此外,在发展同第三方的关系中,双方都在走出过去的“约束”。印美日在战略与防务合作上越来越深入,明显具有共同平衡中国的一面。2016年7月12日南海仲裁案最终裁决结果公布后,印度同日随即与美日澳发表声明。甚至在与越南的联合声明中,双方还强调要认可仲裁庭做出的裁决。此外,2017年美日印澳重启四国安全对话,共同采纳印太战略,这些都存在平衡中国的战略诉求。尽管印度同美日结盟的可能性很低,但是同美日的深度合作,促使印度在对华政策上的底气更足,也间接地推动印度在对华诉求上更具强硬色彩。
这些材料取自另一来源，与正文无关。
PR #95, opened 2020-11-17
increase qps and burst

skeeey:


skeeey:
refer to https://github.com/open-cluster-management/backlog/issues/7072

pkg/hub/manager.go
```diff
@@ -18,21 +18,28 @@ import (
 	"github.com/open-cluster-management/registration/pkg/hub/rbacfinalizerdeletion"
 
 	kubeinformers "k8s.io/client-go/informers"
+	"k8s.io/client-go/rest"
 )
 
 // RunControllerManager starts the controllers on hub to manage spoke cluster registration.
 func RunControllerManager(ctx context.Context, controllerContext *controllercmd.ControllerContext) error {
-	kubeClient, err := kubernetes.NewForConfig(controllerContext.KubeConfig)
+	// Increase the QPS and Burst to enhance the ability of kube client to hanle requstes requests in concurrent
```
qiujian16: typo handle requests

pkg/hub/manager.go
```diff
@@ -18,21 +18,28 @@ import (
...
+	// TODO: these may be tuned by the flag of library-go when new a controller command in the future
```
qiujian16: change some wording here. Something like:

Use flag to change qps/burst

pkg/hub/manager.go
```diff
@@ -18,21 +18,28 @@ import (
...
+	kubeConfig := rest.CopyConfig(controllerContext.KubeConfig)
+	kubeConfig.QPS = 100.0
```
qiujian16: maybe we should  set this only when QPS in kubconfig is not set.

pkg/hub/manager.go
skeeey: corrected

pkg/hub/manager.go
skeeey: changed

pkg/hub/manager.go
skeeey: add a judgement for it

巴基斯坦也越来越成为影响中国对印外交的主要因素。冷战结束以来,中国曾试图在南亚奉行印巴脱钩的政策,但是,随着中巴经济走廊的快速推进,客观上打破了过去对印巴的平衡外交。此外,莫迪政府奉行对巴强硬政策,打压和孤立巴基斯坦,也加大了中国试图在印巴之间平衡的难度。总而言之,正如印度前外交秘书梅农所称,1988年拉吉夫-甘地访华后,双方达成了一个暂时妥协的方案,那就是边界保持和平,双方协商讨论所有分歧,不要让边界问题破坏两国在其他可以合作领域的合作。然而,现在这一妥协方案崩溃了,中印需要达成一个新的暂时妥协,需要建立一个新的平衡。
四、中印关系“再出发”:反思与重构
如上文所述,中印合作关系在全球、地区和双边层次上的战略基础都在削弱,竞争与分歧的趋势在加剧,显然,这一变化的原因是多方面的。
首先是双方实力对比差距在不断加大。冷战结束之初,中印经济总量大致相当。到2018年,从GDP来看,中国是印度的5倍,人均GDP是印度的4.6倍。中国GDP增长6.5%,相当于印度GDP增长40%。中国的国防开支是印度的4倍。印度在短期内赶超中国无望,自身实力与影响力均难以与中国比肩。因此,印度战略家们强调,印度对中国的战略必须适应正在不断拉大的权力差距。虽然接触与竞争仍将继续是印度对华总政策,但是印度要根据地区与国际形势的变化,在这两个维度上相应有所变化。印度需要同主要大国尤其是美国建立有力的多样化关系,这将给印度应对中国提供更大的空间。因此,只要印度不成为反华军事同盟的成员,中国就有理由同印度增加接触,而不是采取对抗政策。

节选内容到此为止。